▶ **Task statement**
Repeat the listing below in full.

-*-

PR #1322, opened 2016-01-15
ENH: Add new command line for BRAINSABC tool

hjmjohnson:
A new featue set has been added to improve
the quality of segmentations from the BRAINSABC
tool.

purePlugsThreshold = If this threshold value is greater than zero, only pure samples are used to compute the distributions in EM classification, and only pure samples are used for KNN training. The default value is set to 0, that means not using pure plugs. However, a value of 0.2 is suggested if you want to activate using pure plugs option.

numberOfSubSamplesInEachPlugArea -- How many samples in each plug area to create.


hjmjohnson:
Ran 14705 tests in 549.389s

OK (SKIP=57)
removed spaces
built docs
ran test
generated spec tests

hjmjohnson:
@satra A small change for a new feature we added to the BRAINSABC program.  Could this please be merged soon?

PR #1328, opened 2016-01-23
[ENH] Check AFNI version in SkullStrip to avoid xvfb

oesteban:
Added version checking in afni.SkullStrip to avoid use of virtual display with AFNI >= 16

-*-

▶ **Finished task**
PR #1322, opened 2016-01-15
ENH: Add new command line for BRAINSABC tool

hjmjohnson:
A new featue set has been added to improve
the quality of segmentations from the BRAINSABC
tool.

purePlugsThreshold = If this threshold value is greater than zero, only pure samples are used to compute the distributions in EM classification, and only pure samples are used for KNN training. The default value is set to 0, that means not using pure plugs. However, a value of 0.2 is suggested if you want to activate using pure plugs option.

numberOfSubSamplesInEachPlugArea -- How many samples in each plug area to create.


hjmjohnson:
Ran 14705 tests in 549.389s

OK (SKIP=57)
removed spaces
built docs
ran test
generated spec tests

hjmjohnson:
@satra A small change for a new feature we added to the BRAINSABC program.  Could this please be merged soon?

PR #1328, opened 2016-01-23
[ENH] Check AFNI version in SkullStrip to avoid xvfb

oesteban:
Added version checking in afni.SkullStrip to avoid use of virtual display with AFNI >= 16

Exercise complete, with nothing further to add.